(Records from a dataset)
___

PR #439, opened 2026-05-03
utils: validate overlay audio setup without chmod or restart

### LINKED ISSUE #433: Audio test case steps update.
Hi Team,

We got merged change (https://github.com/qualcomm-linux/meta-qcom-distro/pull/230 )on meta-qcom for permission issue. now no need to chmod and restart the pipewire service.
Could please update the test steps?

Thanks,
Sairam

smuppand:
This PR updates the shared audio helper to align AudioPlayback and AudioRecord with the latest distro-side overlay audio fixes.
 
Fixes: #433
 
Why this PR is needed:
Issue #433 notes that meta-qcom-distro now handles the required dma_heap permission fix, so the audio tests no longer need to chmod /dev/dma_heap/system or restart PipeWire as part of the mandatory setup flow.
 
What this PR changes:
- updates Runner/utils/[audio_common.sh](http://audio_common.sh/)
- changes setup_overlay_audio_environment() from a mutating setup helper into a  non-mutating prerequisite validator
- removes the mandatory chmod of /dev/dma_heap/system from the overlay setup path
- removes the mandatory PipeWire restart from the overlay setup path
- validates that /dev/dma_heap/system is already accessible
- waits for PipeWire readiness without restarting it during setup

### DIFF
--- a/Runner/utils/audio_common.sh
+++ b/Runner/utils/audio_common.sh
@@ -496,74 +496,66 @@ audio_restart_pipewire_service() {
 }
 
 # Function: setup_overlay_audio_environment
-# Purpose: Configure audio environment for overlay builds (audioreach-based)
-# Returns: 0 on success, 1 on failure
-# Usage: Call early in audio test initialization, before backend detection
-# Configure overlay-specific audio prerequisites and restart PipeWire.
-# Restart and readiness share the same centralized timeout to avoid drift.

___

__Problem to work on__
Transcribe, exactly and without additions, the lines of the records above, beginning with the line that contains "- removes the mandatory chmod" and ending with the line that contains "- validates that", both included.

__Response for this exercise__
- removes the mandatory chmod of /dev/dma_heap/system from the overlay setup path
- removes the mandatory PipeWire restart from the overlay setup path
- validates that /dev/dma_heap/system is already accessible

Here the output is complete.